## ACTION ITEM:
Copy every line below precisely as it appears.

[Stored data]
=== Section Start ===
PR #546, opened 2025-03-14
Switch to std::map for TopicTypeMap

ahcorde:
I open this PR just for visibility, it's related with this PR https://github.com/ros2/rmw_zenoh/pull/536 and in particular with this comment https://github.com/ros2/rmw_zenoh/pull/536#issuecomment-2719897617


Yadunund (commented):
@clalancette I'm sure had a good reason to introduce `tsl::ordered_map` in https://github.com/ros2/rmw_zenoh/pull/536. Do you recall which tests were failing without it? Could it have been that the requirements were to return topic names in alphabetical order and not insertion order and that the failing test actually added topics in alphabetical order?

rmw_zenoh_cpp/src/detail/graph_cache.hpp
```diff
@@ -85,7 +85,7 @@ struct GraphNode
   // Map topic name to TopicTypeMap
   // This uses a map that remembers insertion order because some parts of the client libraries
   // expect that these are returned in the order that they were created.
-  using TopicMap = tsl::ordered_map<std::string, TopicTypeMap>;
+  using TopicMap = std::map<std::string, TopicTypeMap>;
```
Yadunund, line 87: Update documentation above.

Yadunund (changes requested):
We should also delete

https://github.com/ros2/rmw_zenoh/blob/rolling/rmw_zenoh_cpp/src/detail/ordered_map.hpp and https://github.com/ros2/rmw_zenoh/blob/rolling/rmw_zenoh_cpp/src/detail/ordered_hash.hpp

And update CI to not reference those file https://github.com/ros2/rmw_zenoh/blob/caaeddef64707682b205d20d75c8454d0ccd232c/.github/workflows/style.yaml#L22-L24

clalancette:
> @clalancette I'm sure had a good reason to introduce `tsl::ordered_map` in #536. Do you recall which tests were failing without it? Could it have been that the requirements were to return topic names in alphabetical order and not insertion order and that the failing test actually added topics in alphabetical order?

Oof, this is a tough one.  I made a big mistake in PR #250 in that I did not specify which tests were failing.  And there definitely were failing tests at that point that adding the ordered map fixed.

So I went ahead and rebuilt a workspace with this PR in it, and ran all tests.  With this in place, every test passed.  So whatever it was that was failing before, was fixed in a different way.  Thus, I think we can go forward with this change (with one change, which I'll put in a review).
=== Section End ===
## TASK RESULT:
PR #546, opened 2025-03-14
Switch to std::map for TopicTypeMap

ahcorde:
I open this PR just for visibility, it's related with this PR https://github.com/ros2/rmw_zenoh/pull/536 and in particular with this comment https://github.com/ros2/rmw_zenoh/pull/536#issuecomment-2719897617


Yadunund (commented):
@clalancette I'm sure had a good reason to introduce `tsl::ordered_map` in https://github.com/ros2/rmw_zenoh/pull/536. Do you recall which tests were failing without it? Could it have been that the requirements were to return topic names in alphabetical order and not insertion order and that the failing test actually added topics in alphabetical order?

rmw_zenoh_cpp/src/detail/graph_cache.hpp
```diff
@@ -85,7 +85,7 @@ struct GraphNode
   // Map topic name to TopicTypeMap
   // This uses a map that remembers insertion order because some parts of the client libraries
   // expect that these are returned in the order that they were created.
-  using TopicMap = tsl::ordered_map<std::string, TopicTypeMap>;
+  using TopicMap = std::map<std::string, TopicTypeMap>;
```
Yadunund, line 87: Update documentation above.

Yadunund (changes requested):
We should also delete

https://github.com/ros2/rmw_zenoh/blob/rolling/rmw_zenoh_cpp/src/detail/ordered_map.hpp and https://github.com/ros2/rmw_zenoh/blob/rolling/rmw_zenoh_cpp/src/detail/ordered_hash.hpp

And update CI to not reference those file https://github.com/ros2/rmw_zenoh/blob/caaeddef64707682b205d20d75c8454d0ccd232c/.github/workflows/style.yaml#L22-L24

clalancette:
> @clalancette I'm sure had a good reason to introduce `tsl::ordered_map` in #536. Do you recall which tests were failing without it? Could it have been that the requirements were to return topic names in alphabetical order and not insertion order and that the failing test actually added topics in alphabetical order?

Oof, this is a tough one.  I made a big mistake in PR #250 in that I did not specify which tests were failing.  And there definitely were failing tests at that point that adding the ordered map fixed.

So I went ahead and rebuilt a workspace with this PR in it, and ran all tests.  With this in place, every test passed.  So whatever it was that was failing before, was fixed in a different way.  Thus, I think we can go forward with this change (with one change, which I'll put in a review).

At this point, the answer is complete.